Nie wiem, jakie jeszcze problemy ma ten gość, ale na podstawie tego co piszesz - 'wahania nastroju, stany lekowe, wycofanie, zawieszenie' to ważniejszym pytaniem, niż czy to wynika z choroby, jest to, czy odpowiada Tobie ktoś o jego "profilu" osobowościowym czy stylu bycia. Wycofanie i zawieszenie nie muszą być nawet objawami choroby, a indywidualnymi cechami zachowania, natomiast stany lękowe (jak wspomniany strach przed wyjściem z domu) się leczy i po to on chodzi na terapię i zapewne bierze leki, żeby rozwiązać ten problem i lepiej funkcjonować. Ostatecznie chyba sama też trafiłaś na terapię i chyba nie bez powodu?
Odnosząc się do twojego pierwszego posta: tak, danych jest za mało.

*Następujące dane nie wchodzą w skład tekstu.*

PR #262, opened 2019-11-21
Fix all Intel19 debug runtime/compiler warnings

travissluka:
## Description

This fixes all soca runtime and compiler warnings for Intel19 when building in debug, which should make debugging in the future a little easier.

Ale mogę Ci doradzić, żebyś obserwowała go nie przez pryzmat tego, że wiesz o jego depresji, tylko bez filtra: czy podoba Ci się jako facet, jak się z nim czujesz (napisałaś, że dobrze), czy jego codzienne zachowanie jest dla Ciebie akceptowalne, czy drażni, czy lubisz jego sposób bycia, czy też "czegoś ci brak", czy potrafiłabyś się pogodzić z tym, że niektórego jego problemy mogą zniknąć, a inne zostać mimo terapii? Czy umiesz sobie wyobrazić wspólne życie z NIM - tym konkretnym facetem, a nie "człowiekiem chorym na depresję", bo oni nie są równi. To wszystko wymaga czasu. Przecież nie musicie się od razu deklarować. Czy coś Ci przeszkadza ten czas na poznanie się poświęcić? A może już teraz wiesz, że Ci nie pasuje i jego depresja to tylko racjonalizacja? Przemyśl to i nie spiesz się.
Edit: oczywiście, że nie można wchodzić w rolę terapeuty partnera. Ale terapeutę to on chyba ma.
Piszesz bardzo slusznie Niepodobna, przeanalizuje sobie, na co zwrocilas uwage. Nie skreslilam go pod wpywem komentarzy. Tylko nie moge sie z nim spotkac. Nie chce, nie ma sily wyjsc z domu (to z choroby). A bardzo dobrze sie czuje w jego towarzystwie, on tez. Tak mowil, tez sie mu podobam, on mi sie podoba. Czyli na start sa spelnione warunki, moglo by sie cos rozkrecic, no ale. Otwiera sie, a potem zamyka. Lubie bardzo z nim rozmawiac, on tez. Przez tel schodzi nam do 2 godzin. I tylko przez tel. Ale to ja musze zadzwonic, bo ma trudnosci z dzwonieniem, pisaniem smsow, mowi o tym. Sylwester zaraz, tez nie chce wyjsc z domu, choc mieszka z rodzicem toksycznym. Wydawalo mi sie, ze byloby mu milo byc z kims z "branzy". No nie chce, "nie ma weny". Sila nie wyciagne. Od pazdziernika probuje sie z nim umowic. I nie udaje. Przykro mi sie robi, jak kolejny raz mi odmawia. mowie sobie, to z choroby. Ja jestem osoba aktywizujaca, mialam swoja paczke, jak powiedzieli terapeuci, zorganizowalam 4 wyjscia z ludzmi z grupy. I chca ze mna wychodzic. Z nim probowalam 9 razy. (Mowi, ze jak sie spotkamy, to omowimy jakis temat lepiej, po czym nie moze wyjsc bo sie zle czuje, jest w niedoczasie). Zaczyna to zle na mnie wplywac. Dlatego rezygnuje. Chyba mnie zalezy bardziej, "film sobie krece" jak to mowiono na terapii.